▼▼▼

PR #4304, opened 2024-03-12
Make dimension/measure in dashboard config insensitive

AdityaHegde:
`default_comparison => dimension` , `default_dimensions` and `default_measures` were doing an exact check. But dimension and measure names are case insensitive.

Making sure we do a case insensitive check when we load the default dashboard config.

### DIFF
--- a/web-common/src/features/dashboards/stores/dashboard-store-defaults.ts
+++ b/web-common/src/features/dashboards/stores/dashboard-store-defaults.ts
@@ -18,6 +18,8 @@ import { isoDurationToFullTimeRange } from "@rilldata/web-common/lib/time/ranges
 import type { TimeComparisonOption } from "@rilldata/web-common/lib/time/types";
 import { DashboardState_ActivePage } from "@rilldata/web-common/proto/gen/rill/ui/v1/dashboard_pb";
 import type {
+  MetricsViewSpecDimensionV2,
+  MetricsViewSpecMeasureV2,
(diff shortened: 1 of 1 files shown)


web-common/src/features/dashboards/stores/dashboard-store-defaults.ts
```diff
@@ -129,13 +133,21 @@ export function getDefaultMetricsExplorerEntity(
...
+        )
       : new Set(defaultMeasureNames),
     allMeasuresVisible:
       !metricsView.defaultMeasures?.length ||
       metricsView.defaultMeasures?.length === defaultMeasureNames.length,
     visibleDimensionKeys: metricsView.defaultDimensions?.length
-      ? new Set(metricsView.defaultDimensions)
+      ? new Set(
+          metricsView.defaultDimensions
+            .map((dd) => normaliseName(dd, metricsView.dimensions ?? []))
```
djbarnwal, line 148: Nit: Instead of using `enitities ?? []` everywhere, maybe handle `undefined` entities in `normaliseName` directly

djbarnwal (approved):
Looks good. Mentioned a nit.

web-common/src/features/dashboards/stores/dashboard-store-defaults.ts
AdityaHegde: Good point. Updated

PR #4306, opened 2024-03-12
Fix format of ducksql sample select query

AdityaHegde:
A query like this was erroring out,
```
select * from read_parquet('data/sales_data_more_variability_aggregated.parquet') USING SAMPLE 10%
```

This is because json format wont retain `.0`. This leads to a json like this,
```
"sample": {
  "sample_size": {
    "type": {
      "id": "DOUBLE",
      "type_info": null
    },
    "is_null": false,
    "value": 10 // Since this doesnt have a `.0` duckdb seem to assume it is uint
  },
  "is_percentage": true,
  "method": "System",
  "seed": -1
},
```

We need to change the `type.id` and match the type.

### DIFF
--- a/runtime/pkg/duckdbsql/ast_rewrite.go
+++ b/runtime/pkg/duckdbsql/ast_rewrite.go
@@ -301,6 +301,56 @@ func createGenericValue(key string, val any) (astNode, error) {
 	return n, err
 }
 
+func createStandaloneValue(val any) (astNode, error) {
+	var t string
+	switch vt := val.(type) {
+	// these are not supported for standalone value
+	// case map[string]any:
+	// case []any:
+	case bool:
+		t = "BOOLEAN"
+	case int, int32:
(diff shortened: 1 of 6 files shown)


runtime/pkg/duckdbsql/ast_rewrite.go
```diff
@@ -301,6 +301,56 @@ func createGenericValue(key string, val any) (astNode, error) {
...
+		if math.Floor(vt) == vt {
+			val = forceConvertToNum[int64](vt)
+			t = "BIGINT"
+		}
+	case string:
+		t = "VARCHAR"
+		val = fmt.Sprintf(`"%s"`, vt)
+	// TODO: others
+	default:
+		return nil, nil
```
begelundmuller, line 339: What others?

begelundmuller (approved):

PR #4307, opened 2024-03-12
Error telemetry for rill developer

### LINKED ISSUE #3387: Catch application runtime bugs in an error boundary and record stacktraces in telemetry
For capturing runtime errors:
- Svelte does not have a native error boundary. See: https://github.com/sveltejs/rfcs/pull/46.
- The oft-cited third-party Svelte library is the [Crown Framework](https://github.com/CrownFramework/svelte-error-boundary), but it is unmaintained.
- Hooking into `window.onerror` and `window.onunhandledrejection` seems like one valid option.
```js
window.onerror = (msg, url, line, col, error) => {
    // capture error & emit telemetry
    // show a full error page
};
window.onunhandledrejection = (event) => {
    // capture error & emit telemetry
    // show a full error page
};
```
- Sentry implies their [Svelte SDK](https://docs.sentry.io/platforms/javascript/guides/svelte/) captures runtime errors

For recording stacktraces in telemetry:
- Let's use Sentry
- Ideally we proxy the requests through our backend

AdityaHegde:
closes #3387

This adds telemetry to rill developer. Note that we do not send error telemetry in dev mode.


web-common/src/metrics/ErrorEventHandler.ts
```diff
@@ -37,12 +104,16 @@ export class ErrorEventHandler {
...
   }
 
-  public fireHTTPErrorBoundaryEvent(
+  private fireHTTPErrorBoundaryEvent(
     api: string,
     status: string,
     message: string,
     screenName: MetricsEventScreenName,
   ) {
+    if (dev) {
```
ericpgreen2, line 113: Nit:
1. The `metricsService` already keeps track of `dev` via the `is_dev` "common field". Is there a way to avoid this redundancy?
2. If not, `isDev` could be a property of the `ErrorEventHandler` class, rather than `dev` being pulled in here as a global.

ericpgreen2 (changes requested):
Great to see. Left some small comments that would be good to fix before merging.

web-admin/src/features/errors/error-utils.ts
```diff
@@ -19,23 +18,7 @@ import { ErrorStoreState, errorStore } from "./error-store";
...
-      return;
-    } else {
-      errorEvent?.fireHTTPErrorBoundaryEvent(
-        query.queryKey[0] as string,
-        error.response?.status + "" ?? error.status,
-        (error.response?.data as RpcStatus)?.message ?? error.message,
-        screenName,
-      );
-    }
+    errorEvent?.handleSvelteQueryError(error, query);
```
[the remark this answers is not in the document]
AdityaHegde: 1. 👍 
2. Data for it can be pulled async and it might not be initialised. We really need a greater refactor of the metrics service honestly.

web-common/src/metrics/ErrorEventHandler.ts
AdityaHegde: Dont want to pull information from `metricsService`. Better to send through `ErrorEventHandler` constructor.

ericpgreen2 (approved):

▲▲▲
▼▼▼

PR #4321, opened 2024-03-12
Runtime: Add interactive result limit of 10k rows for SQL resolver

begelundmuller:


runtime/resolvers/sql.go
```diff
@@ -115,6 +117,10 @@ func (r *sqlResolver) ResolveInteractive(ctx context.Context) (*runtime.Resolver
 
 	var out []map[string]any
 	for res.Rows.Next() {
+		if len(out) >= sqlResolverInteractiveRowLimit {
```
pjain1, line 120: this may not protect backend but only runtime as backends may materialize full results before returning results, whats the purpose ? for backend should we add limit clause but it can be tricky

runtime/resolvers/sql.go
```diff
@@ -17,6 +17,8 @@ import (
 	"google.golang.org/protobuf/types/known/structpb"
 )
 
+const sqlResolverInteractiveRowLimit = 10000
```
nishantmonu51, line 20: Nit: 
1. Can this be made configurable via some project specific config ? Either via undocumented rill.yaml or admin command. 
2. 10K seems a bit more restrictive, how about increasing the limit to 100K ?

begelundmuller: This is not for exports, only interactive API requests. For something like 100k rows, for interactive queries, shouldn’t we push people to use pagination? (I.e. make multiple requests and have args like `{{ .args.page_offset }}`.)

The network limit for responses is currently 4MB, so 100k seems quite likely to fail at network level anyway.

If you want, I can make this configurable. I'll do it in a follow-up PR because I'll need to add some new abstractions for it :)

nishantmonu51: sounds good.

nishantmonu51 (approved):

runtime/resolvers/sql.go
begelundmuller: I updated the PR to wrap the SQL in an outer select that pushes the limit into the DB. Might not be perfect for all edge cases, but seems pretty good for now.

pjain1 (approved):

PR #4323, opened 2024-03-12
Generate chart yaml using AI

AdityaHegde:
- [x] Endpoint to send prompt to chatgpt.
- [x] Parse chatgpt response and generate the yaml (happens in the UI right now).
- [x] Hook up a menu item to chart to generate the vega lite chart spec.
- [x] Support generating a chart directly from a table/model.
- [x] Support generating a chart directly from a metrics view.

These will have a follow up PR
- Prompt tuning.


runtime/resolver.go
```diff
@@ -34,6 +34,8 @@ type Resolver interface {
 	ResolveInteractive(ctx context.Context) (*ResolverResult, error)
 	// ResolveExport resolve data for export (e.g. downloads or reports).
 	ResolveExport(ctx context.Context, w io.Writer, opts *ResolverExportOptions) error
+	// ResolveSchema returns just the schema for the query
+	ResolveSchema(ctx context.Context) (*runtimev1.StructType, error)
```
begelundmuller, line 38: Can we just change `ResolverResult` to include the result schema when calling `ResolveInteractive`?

▲▲▲

Retype only this portion of the data above: the line containing "PR #4307, opened 2024-03-12", the line containing "avoid this redundancy?", and all lines between them, exactly.

PR #4307, opened 2024-03-12
Error telemetry for rill developer

### LINKED ISSUE #3387: Catch application runtime bugs in an error boundary and record stacktraces in telemetry
For capturing runtime errors:
- Svelte does not have a native error boundary. See: https://github.com/sveltejs/rfcs/pull/46.
- The oft-cited third-party Svelte library is the [Crown Framework](https://github.com/CrownFramework/svelte-error-boundary), but it is unmaintained.
- Hooking into `window.onerror` and `window.onunhandledrejection` seems like one valid option.
```js
window.onerror = (msg, url, line, col, error) => {
    // capture error & emit telemetry
    // show a full error page
};
window.onunhandledrejection = (event) => {
    // capture error & emit telemetry
    // show a full error page
};
```
- Sentry implies their [Svelte SDK](https://docs.sentry.io/platforms/javascript/guides/svelte/) captures runtime errors

For recording stacktraces in telemetry:
- Let's use Sentry
- Ideally we proxy the requests through our backend

AdityaHegde:
closes #3387

This adds telemetry to rill developer. Note that we do not send error telemetry in dev mode.


web-common/src/metrics/ErrorEventHandler.ts
```diff
@@ -37,12 +104,16 @@ export class ErrorEventHandler {
...
   }
 
-  public fireHTTPErrorBoundaryEvent(
+  private fireHTTPErrorBoundaryEvent(
     api: string,
     status: string,
     message: string,
     screenName: MetricsEventScreenName,
   ) {
+    if (dev) {
```
ericpgreen2, line 113: Nit:
1. The `metricsService` already keeps track of `dev` via the `is_dev` "common field". Is there a way to avoid this redundancy?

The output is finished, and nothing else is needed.